From e3cf17962a757e59fed2cbcbda6373c1b35a35dd Mon Sep 17 00:00:00 2001
From: Fabian Frederick <fabf@skynet.be>
Date: Tue, 23 Sep 2014 16:05:55 +1000
Subject: xfs: remove second xfs_quota.h inclusion in xfs_icache.c

xfs_quota.h was included twice.

Signed-off-by: Fabian Frederick <fabf@skynet.be>
Reviewed-by: Dave Chinner <dchinner@redhat.com>
Signed-off-by: Dave Chinner <david@fromorbit.com>
---
 fs/xfs/xfs_icache.c | 1 -
 1 file changed, 1 deletion(-)

(limited to 'fs/xfs')

diff --git a/fs/xfs/xfs_icache.c b/fs/xfs/xfs_icache.c
index 981b2cf51985..b45f7b27b5df 100644
--- a/fs/xfs/xfs_icache.c
+++ b/fs/xfs/xfs_icache.c
@@ -33,7 +33,6 @@
 #include "xfs_trace.h"
 #include "xfs_icache.h"
 #include "xfs_bmap_util.h"
-#include "xfs_quota.h"
 #include "xfs_dquot_item.h"
 #include "xfs_dquot.h"
 
-- 
cgit v1.2.3


From ea95961df714f7fc446aa4bedfc61510ed1b59cc Mon Sep 17 00:00:00 2001
From: Fengguang Wu <fengguang.wu@intel.com>
Date: Tue, 23 Sep 2014 16:11:43 +1000
Subject: xfs: xfs_rtget_summary can be static

Fix sparse warning introduced by commit afabfd3 ("xfs: combine
xfs_rtmodify_summary and xfs_rtget_summary").
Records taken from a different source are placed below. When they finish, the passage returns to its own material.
PR #686, opened 2026-07-28
feat(codex): add native GPT-Live WebRTC path

jorgensandhaug:
## Summary

Implements OPE-11 as a native, server-mediated connected-Codex GPT-Live V3 WebRTC SDP path. It reuses OpenGeni's encrypted connected-Codex account selection, refresh, advisory-lock/CAS lifecycle, and account binding; no Codex app-server runtime is introduced.

Upstream protocol evidence: `openai/codex` commit `bd2de422aa287b97b06ca6425a10935bcf1b3731` (Codex 0.145.0).

## Compatibility contract

- Provider call: `POST https://chatgpt.com/backend-api/codex/realtime/calls?intent=quicksilver&architecture=avas`
- JSON request: `{ sdp, session: { instructions, audio: { output: { voice } }, delegation: { type: "client" }, model: "gpt-live-1-boulder-alpha" } }`
- Protocol: Frameless/V3 only (`version: "v3"`), default voice `cove`, audio SDP required.
- Subscription header contract: server-only bearer auth and conditional account/FedRAMP binding; `originator: codex_cli_rs`, `User-Agent: codex_cli_rs/0.145.0`, `version: 0.145.0`; plus `content-type: application/json`, `openai-alpha: quicksilver=v2`, and server-owned `session-id`/`thread-id`.
- Response: bounded audio SDP answer plus compatible internal `Location`; only `{ sdp, version, model }` crosses the OpenGeni API boundary.

## Security and lifecycle

- Browser receives no bearer/refresh token, account ID, credential ID, API key, provider call ID, or provider body.
- Selection remains connected session pin, then connected workspace-active account.
- One forced refresh and one replay are allowed only after provider 401; a second 401 becomes `reconnect_required`.
- No replay after ambiguous network/timeout/cancellation or 403/404/429/5xx outcomes.
- No public API-key fallback and no Codex WebSocket fallback.
- SDK helper negotiates audio + `oai-events`, fails closed on version/model drift, and closes tracks/data channel/peer transport on cancellation or failure.

## Validation

- Focused OPE-11 suite: **131 passed, 0 failed**.
- Affected package typechecks: codex, contracts, API, SDK, worker passed.
- Workspace typecheck: **23 projects clean**.
- SDK build and full production build (publishable packages, API, worker/workflow bundle, web, bundle budgets) passed.
- `format:check`, lint (zero warnings/errors), docs reference guard, public repository hygiene, changeset status, and `git diff --check` passed.
- Full repository test attempt: **4,508 passed, 4 skipped, 39 failed across 4,551 tests**. Failures were limited to unavailable Docker/PostgreSQL/Node subprocess infrastructure, two unchanged pre-existing `@opengeni/react/session` graph assertions on the base, and lifecycle fixtures contaminated by parallel full-suite credential-path state; that lifecycle file passes targeted with the three injected Git credential-path variables unset. No OPE-11 focused test failed.

## Canary

No provider call was attempted. The native route is not deployed yet, and this managed sandbox has no normal authenticated OpenGeni API base/session bearer or database access to select an eligible connected production session through the server broker. Bypassing the broker with cloud credentials or copying a production Codex token into a harness would violate the required credential boundary. The deterministic SDP-only broker/adapter tests are the prepared safe pre-deployment artifact; live execution requires the serial release authority to deploy this commit and invoke the route with an authorized existing session.

Base: `2fd2687e600ff038ef3a3270c1f8c7a776aed2c4`  
Head: `bd5f766b63fc2d5bfbd8ede932436bd5e9f6cf16`  
Tree: `150e9d258cab204826a3504fae69356af52532b9`


jorgensandhaug:
## Natural CI reconciliation

Exact head `bd5f766b63fc2d5bfbd8ede932436bd5e9f6cf16` reached terminal CI:

- Current-base source admission: **success**
- Deployment artifacts: **success**
- Workload image builds: **success**
- Typecheck and unit tests: **failure**, solely from the unchanged `packages/react/test/session-entry.test.ts` assertions at lines 52 and 92
- Automation version/report jobs: expected **skipped**

The current PR base `2fd2687e600ff038ef3a3270c1f8c7a776aed2c4` has the same terminal-red job and byte-identical two React annotations. `packages/react` is not changed by this PR. Locally, the focused OPE-11 suite remains 131/131 green; all affected package/workspace typechecks and production builds pass.

No workflow was restarted, cancelled, or bypassed, and no unrelated React fix is being folded into this focused OPE-11 PR.

jorgensandhaug (commented):
Independent automated source review of exact head `336ea1d83fc0bfc162a1ca335fd778da185d0713` found the following blocking defects.

1. **High — host-managed activation is uncallable.** `apps/api/src/routes/sessions.ts:831-870` mounts `POST .../realtime/:realtimeId/connections/:connectionId/activate`, but the fail-closed host classifier at `apps/api/src/routes/sessions.ts:2881-2920` has no activation case (and `apps/api/test/session-authorization.test.ts:8-62` omits it). A host-managed client can negotiate a ready connection, then authorization returns `null` before activation, so voice never starts. Classify this exact route as `session.realtime.control` (or a consistently authorized explicit operation) and add a host-managed route test.

2. **High — local SCTP enqueue is fabricated into a durable provider ACK.** In `packages/sdk/src/codex-realtime-v3.ts:142-148`, `sendOutbound()` calls local `RTCDataChannel.send()` and immediately adds the ledger sequence to `providerAckSequences`; `packages/db/src/session-realtime-ledger.ts:1562-1604` persists that as `provider_acked_at`. The exact pinned upstream V3 protocol has no acceptance event for `delegation.context.append` or `session.context.append`. If the local send succeeds and the peer dies before receipt, the next sync marks the row provider-ACKed and reconnect/rotation permanently excludes an undelivered result/update. Do not ACK on local send. Correlate ACK to a real upstream receipt if one exists; otherwise retain rows for replay and explicitly tolerate/document duplicates.

3. **High — a valid burst over 64 events permanently wedges the bridge.** `packages/sdk/src/codex-realtime-v3.ts:99-128` drains all `pendingInbound` into one request and, on rejection, prepends the unchanged batch for the next identical retry. The server caps batches at 64 (`packages/db/src/session-realtime-ledger.ts:18,1343-1346`) and text/payload sizes at `packages/db/src/session-realtime-ledger.ts:19-20,263-280,1458-1465`. While one sync is in flight, 65 queued events—or one parser-accepted oversized transcript/error—therefore poison every later persistence, replay, and ACK attempt. Send FIFO slices of at most 64, enforce the exact byte limits client-side, and deterministically quarantine/drop one invalid oversized event rather than requeueing it forever.

4. **High — negotiation can outlive the lease after heartbeats are stopped.** `packages/sdk/src/codex-realtime-controller.ts:590-594` stops heartbeat/rotation timers before microphone acquisition and provider setup (`:618-643`), then waits without a deadline for the data channel at `:658`; `waitForDataChannelOpen()` at `:1105-1137` also misses an already-aborted signal race. The mode lease is only 30 seconds (`packages/db/src/session-realtime.ts:20`) and the provider call alone may use 15 seconds. An open permission prompt or a permanently `connecting` data channel expires the lease before activation, and an abort just before listener registration can leave `stop()` waiting forever. Keep renewing ownership during negotiation or decouple proof from version increments, and add a bounded deadline below the lease with race-safe pre/post abort checks.

5. **High — finalized transcripts are injected twice into the first post-voice turn and remain in later history.** `packages/db/src/session-realtime-ledger.ts:1467-1483` inserts finalized transcripts into permanent `session_history_items`; the same ledger rows enter the one-time projection at `packages/db/src/session-realtime-context.ts:189-244`. `apps/worker/src/activities/run-input.ts:311-329` injects that projection while `:443-469` also loads permanent history. The first ordinary turn sees every transcript twice, and later turns retain it, contradicting the exactly-once crossover documented in `docs/run-lifecycle.md:82-97`. Choose one canonical path; consistent with the docs, keep transcripts in the realtime ledger/one-time projection and remove the permanent history insert. Add an integrated worker-input test for first-turn uniqueness and no later replay.

6. **High — mirrored cross-session updates are also delivered twice to the first ordinary turn.** `packages/db/src/session-realtime-context.ts:189-244` includes `session_update` rows in the realtime projection, while `apps/worker/src/activities/run-input.ts:311-329,424-440` separately injects the same still-pending update through normal internal-update delivery. The existing DB test at `packages/db/test/session-realtime-context.test.ts:829-857` demonstrates both representations. A child result/agent instruction can therefore be acted on twice. Exclude `session_update` rows from the post-realtime projection or atomically reconcile them with normal update delivery so exactly one model representation exists; assert this in integrated `turnInput` coverage.

7. **High — migration 0135 is not rolling-compatible with the sole-parent API binary.** `packages/db/drizzle/0135_session_realtime_connection_promotion.sql:8-36` declares rolling deployment while introducing simultaneous `active` plus `ready`/`negotiating` rows and new partial unique constraints used by `packages/db/src/session-realtime-ledger.ts:515-586`. The API at sole parent `d512f8c95e050204105fb257164854dafb687d4a` ignores `ready`, selects/closes from only `negotiating|active`, increments the mode epoch before negotiation, and completes directly to `active`. During coexistence it can close the wrong generation or hit the new `one_preparing`/`one_active` constraints, breaking reconnect/rotation. Use expand/contract or a feature gate: land schema compatible with old semantics, deploy support, drain old replicas, then enable two-phase states/indexes. Add old-binary/new-schema compatibility coverage.

8. **Medium — pending updates after the oldest represented 100 starve.** `packages/db/src/session-realtime-ledger.ts:1237-1277` limits to the oldest 100 pending/deferred updates before filtering rows already represented in the realtime ledger. After those 100 are mirrored, every later sync reselects and discards the same rows, so update 101+ never reaches the provider for the lifetime of realtime mode. Anti-join by `source_update_id` before `LIMIT`, or paginate deterministically beyond represented rows.

9. **Medium — operation-id replay accepts changed immutable input for every non-delegation kind.** `packages/db/src/session-realtime-ledger.ts:1427-1456` returns an existing row on operation-id/provider-id lookup without comparing direction, kind, role, provider identity, text, or canonical payload; strict comparison exists only for delegations at `:1026-1038`. A retry/collision with changed input can report an unrelated row—even an outbound row—as a successful inbound replay. Compare all immutable fields for every replay and return a changed-input conflict.

10. **Medium — activation buffering is unbounded and can reorder provider events.** `packages/sdk/src/codex-realtime-controller.ts:651-655` buffers every string message, including large audio deltas, until activation. At `:713-763` the live bridge listener is enabled before the buffered list is awaited, so newer live events can persist before older buffered ones; a slow activation also grows memory without a count/byte cap. Use one bounded FIFO across activation/drain, exclude irrelevant audio payloads from durable buffering, and do not enable direct ingestion until earlier buffered events are consumed.

Validation at this head: `git diff --check` passed; focused non-DB suites passed 101 tests; four DB suite setup hooks could not run because PostgreSQL was unavailable; all six changed-package TS7 typechecks emitted no diagnostics. The exact activation repro returned `null`; bridge repros showed provider ACK without a provider event and unchanged retries of a 65-entry batch. GitHub separately reports the single `Current-base source admission` check as failed and the PR as `DIRTY`/conflicting against current `main`; those CI/base issues are distinct from the source findings above.

This review is intentionally non-writing and exact-head scoped. The authenticated GitHub identity is the PR author, so GitHub may reject `CHANGES_REQUESTED`; if so, this review is submitted as `COMMENTED` while still recording that exact head is not accepted.

jorgensandhaug (commented):
REQUEST_CHANGES — submitted as a COMMENTED review because the available GitHub identity is the PR author and cannot formally request changes.

Reviewed exact immutable head `23736ebd771cb68cd88504cb8200daecf83057fb`, tree `9cd05c642532718120952b556b89a6957d4df802`, ordered parents `48348ee7a9781a8c20023ef93522c73b12bb50f1` and `dfc3235835964692b363daba63e625ca146f8472`.

Blocking findings:

1. **Startup replay can be acknowledged without being sent to GPT-Live.** `packages/db/src/session-realtime-ledger.ts:605-617` captures up to 100 unacknowledged rows and fences through the last sequence. `apps/api/src/session-realtime-context.ts:40-70` then combines them with history under the 128-item/8,192-token bootstrap budget and keeps only the newest tail, but `packages/db/src/session-realtime-ledger.ts:1634-1647` marks every row through the original fence provider-ACKed when `session.started` arrives. A probe with 100 captured 1,000-byte updates projected only sequences 70–100; the current ACK would permanently drop 1–69 from replay. Fence/ACK only exact rows proven included, or use a separate lossless/paginated startup replay path, with an overflow regression test joining projection to ACK behavior.

2. **The bridge persists transcript deltas and discards finalized transcripts/interruption truth.** The pinned upstream `openai/codex@fa1d4c40` Frameless parser maps `input_transcript.added`/`output_transcript.added` to `RealtimeTranscriptDelta` and maps `turn.done` to finalized `InputTranscriptDone`/`OutputTranscriptDone`. Here `packages/sdk/src/codex-realtime-v3.ts:275-278` enqueues the `*.added` events as durable transcript rows, while lines 291-292 only clear `speaking` and discard `turnId`, role, and finalized transcript. No producer writes ledger kind `interruption`. This violates both “persist finalized transcripts/interruption events” and “never streaming deltas.” Persist stable/deduplicated final `turn.done` truth, do not ledger streaming deltas, and add finalization/interruption tests.

3. **Backend admission does not require a connected Codex capability.** `apps/api/src/routes/sessions.ts:555-580` commits and publishes an active realtime mode using only lifecycle admission. Subscription enablement and connected-credential selection happen later in `/realtime/webrtc` through the broker. An authorized API caller—or a credential disconnect race after the UI check—can therefore receive 201, lock ordinary work, then fail negotiation with `subscription_disabled`/`credential_unavailable`; the controller leaves the active mode in terminal error until explicit stop or lease expiry (`packages/sdk/src/codex-realtime-controller.ts:943-973`). Codex-connected admission must be enforced server-side before active-mode ownership is committed, with disabled/missing/disconnected credential route tests proving no mode/lock is created.

4. **Configuration lockout is UI-only.** React disables the tool pickers, but the authorized `PUT /sessions/:id/tool-policy` path (`apps/api/src/routes/sessions.ts:1093-1100` → `packages/core/src/domain/sessions.ts:1964-2015`) has no realtime-mode fence inside its locked mutation. A direct SDK/API client can mutate durable session tool configuration while realtime/recovery owns the session. Apply a common server-side normal-mode guard to configuration mutations under the canonical lock and test the direct API race; UI disablement is not an authority boundary.

5. **This exact head is incompatible with current `main`.** Read-only fetch found current `main` at `f6b88b9a9fa83bfdda4042c276fb31324e71619b`. Three-way `git merge-tree` from merge base `dfc3235835964692b363daba63e625ca146f8472` produced conflicts in `apps/worker/src/activities/run-input.ts`, `packages/db/src/index.ts`, and `scripts/release-schema-contract.test.ts`. The exact-head “Current-base source admission” check is also completed/failure: https://github.com/Cloudgeni-ai/opengeni/actions/runs/30480605500/job/90673450982. Update from current main and resolve the machine-input/realtime ordering and migration-contract conflicts explicitly.

6. **The exact-head root build fails its enforced web budget.** `bun run build` built the packages/API/worker/web, then failed `scripts/check-web-bundle-budget.ts:134`: direct-session gzip was 560,645 bytes versus the 560,128-byte limit (517 bytes over). The corrected head must pass the checked budget rather than publishing with a red gate.

Validation evidence: frozen install; installed compiler `TypeScript 7.0.2`; 162 focused non-PostgreSQL assertions passed across Codex/provider/parser, SDK bridge/controller/WebRTC, API broker/auth/context, UI lockouts, worker continuity, and release/closure parsing; all 23 workspace typechecks passed; focused lint/format passed on 79 changed JS/TS files; 18-package closure guard passed; release-shaped publish consumer passed frozen reinstall, strict TS 7.0.2, bundles, SSR, CSS, and runtime imports. Real PostgreSQL suites could not start because this gVisor sandbox forbids Docker image-layer `unshare`; that setup limitation is not counted as a product test failure.

PR #764, opened 2026-07-29
perf(api): cache immutable workspace capture manifests

jorgensandhaug:
## Summary

- cache successfully validated inline workspace-capture manifests per API process
- bind cache hits to the full durable capture-row identity
- bound retained data to 64 entries / 16 MiB with LRU eviction
- keep large signed manifests and invalid data out of the cache

## Evidence

- `bun test apps/api/test/workspace-capture-routes.test.ts`
- `bun run --filter @opengeni/api-router typecheck`
- release acceptance reproduced capture API p95 at 203.37 ms and 206.34 ms against a 200 ms bound because every sample fetched and reparsed the same immutable object

PR #765, opened 2026-07-29
fix(db): support PostgreSQL creator management grants

jorgensandhaug:
## Summary

- classify PostgreSQL role relationships with one PostgreSQL 15-compatible catalog query shared by provisioning and runtime posture
- allow only PostgreSQL 16+'s exact non-inheritable, non-settable creator-management grant while keeping every privilege-bearing or uncertain edge fail-closed
- let managed non-superuser `CREATEROLE` administrators converge permitted app-role attributes after proving protected attributes are already disabled
- document the managed-role contract and add a patch changeset for `@opengeni/db`

## Testing

- [x] `bun run typecheck`
- [ ] `bun test`
- [x] `bun test packages/db/test/role-relationships.test.ts packages/db/test/runtime-posture.test.ts`
- [x] `bun run --cwd packages/db typecheck`
- [x] `bun run lint`
- [x] PostgreSQL 17 migration-backed regression covering automatic creator grant, repeat provisioning, runtime posture, protected-attribute rejection, and unsafe reverse membership rejection
- [x] PostgreSQL 15 catalog-query compatibility and fail-closed classification

## Notes

- PostgreSQL 15 has no per-membership `inherit_option` or `set_option`; the shared query leaves those values unknown and the classifier rejects the edge.
- The integration test uses `pgvector/pgvector:pg17` by default and can instead target a caller-supplied disposable root URL through `OPENGENI_TEST_THROWAWAY_POSTGRES_ROOT_URL`.


jorgensandhaug:
@davletd @AlmazErmilov @IuliiaPT — independent exact-head review requested for `2aca9647868637e55a73d286f2b00a7160b61b25`.

Please focus on the fail-closed PostgreSQL 15/16+ role-relationship classifier, the managed non-superuser protected-attribute preflight, and the migration-backed PG17 regression. The implementer will not self-approve or self-merge. Once an independent review is accepted and exact-head checks are green, please route the merge through the normal serialized main authority.

jorgensandhaug:
@davletd @AlmazErmilov @IuliiaPT — exact-head review update for the Gecko blocker fix:

- Current base advanced to `37bb6f78ce3d42c77df810743e15ba2f24127ac4` via #764.
- The fix branch was merged forward conflict-free; new exact head is `60514ee9a97b97df8aa6bea9e42634f2bc15f7e3`.
- Combined-tree local validation is green: DB role/posture tests 11/11, workspace-capture tests 28/28, all 23 typecheck projects, lint (0 warnings/errors), docs references, and `git diff --check`.
- New protected runs started automatically: source admission `30498747887` and CI `30498748788`.

Please review/approve only this exact head after its protected checks are green. I will not self-approve or self-merge; accepted work should go through the normal serialized main authority.

jorgensandhaug (commented):
BLOCK

Exact head: `60514ee9a97b97df8aa6bea9e42634f2bc15f7e3`
Tree: `8c532cc3e6e78c2b5733a84b9b8f66ee093f303b`
Recorded base: `37bb6f78ce3d42c77df810743e15ba2f24127ac4`

### P2 — canonical security documentation overstates the accepted ADMIN edge

`docs/architecture.md:619` says the accepted PostgreSQL 16+ ADMIN-only reverse edge “cannot convey or activate runtime privileges.” The exact automatic row is indeed `ADMIN=true`, `INHERIT=false`, `SET=false`, so it does not itself inherit the app role or permit `SET ROLE`. However, ADMIN OPTION is creator-management authority: the holder can issue a new `GRANT` to itself or another role with `INHERIT`/`SET`, after which the app role can be activated. PostgreSQL 17 documents the default false options as an accident safeguard rather than a security boundary.

Fresh PG17.10 proof on this exact code:

- automatic row: `ADMIN=true`, `INHERIT=false`, `SET=false`, non-superuser `CREATEROLE` member, superuser grantor;
- classifier result before mutation: management-only / no unsafe edge;
- the ADMIN holder successfully executed `GRANT opengeni_app ... WITH INHERIT TRUE, SET TRUE` to itself and then `SET ROLE opengeni_app`;
- classifier result after mutation: the same relationship became unsafe, as intended.

The implementation’s fail-closed behavior is correct; the canonical architecture claim is not. Reword it to state that the accepted edge does not **itself** confer inherited/SET access, while the ADMIN holder remains a trusted role-management authority capable of creating a privilege-bearing edge that subsequent posture checks reject. Because `docs/architecture.md` is the repository’s canonical security map, this is a substantive documentation-truth defect rather than optional polish.

### Verification

- Natural exact-head CI inspected once: current-base source admission, typecheck/unit, deployment artifacts, and workload image builds all succeeded; inapplicable reporting/version jobs were skipped.
- Focused classifier/runtime posture: 11 pass / 0 fail.
- PostgreSQL 15.18: shared query parsed; zero automatic reverse edges; non-superuser provisioning converged twice; a PG15 reverse edge produced unknown SET/INHERIT values and failed closed.
- PostgreSQL 17.10 migration-backed creator regression: 3 pass / 0 fail.
- PostgreSQL 17.10 dedicated-schema FORCE-RLS isolation: 7 pass / 0 fail / 35 assertions, including exact posture, same-tenant behavior, cross-tenant zero visibility, and transaction-local GUC cleanup.
- Pinned DB typecheck, stable TypeScript 7.0.2 DB typecheck, affected lint/format, docs-reference check, DB build, and diff check all passed.
- Latest captured `main` `da8cacc92b5fe60009a5a7d47bae8fa4504a991b`: base remains its ancestor; overlap is only `docs/architecture.md` and `docs/deployment.md`; disposable merge had zero unmerged entries, passed diff check, and produced synthetic tree `78b435baccf72552d630b05d61a4f92a2d47bdca`, preserving all seven non-overlap blobs exactly and both sides of the documentation overlap.

No other in-scope P0–P2 correctness, security, privacy, data-loss, migration, or protocol defect was found.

Signed-off-by: Fengguang Wu <fengguang.wu@intel.com>
Reviewed-by: Dave Chinner <dchinner@redhat.com>
Signed-off-by: Dave Chinner <david@fromorbit.com>
---
 fs/xfs/xfs_rtalloc.c | 2 +-
 1 file changed, 1 insertion(+), 1 deletion(-)

(limited to 'fs/xfs')

diff --git a/fs/xfs/xfs_rtalloc.c b/fs/xfs/xfs_rtalloc.c
index d1160cce5dad..d45aebe04dde 100644
--- a/fs/xfs/xfs_rtalloc.c
+++ b/fs/xfs/xfs_rtalloc.c
@@ -46,7 +46,7 @@
  * Keeps track of a current summary block, so we don't keep reading
  * it from the buffer cache.
  */
-int
+static int
 xfs_rtget_summary(
 	xfs_mount_t	*mp,		/* file system mount structure */
 	xfs_trans_t	*tp,		/* transaction pointer */
-- 
cgit v1.2.3


From 02cc18764c753befcdc163d1bc668a6599a54585 Mon Sep 17 00:00:00 2001
From: Dave Chinner <david@fromorbit.com>
Date: Tue, 23 Sep 2014 16:15:45 +1000
Subject: xfs: xfs_buf_write_fail_rl_state can be static

Fix sparse warning introduced by commit ac8809f9 ("xfs: abort
metadata writeback on permanent errors").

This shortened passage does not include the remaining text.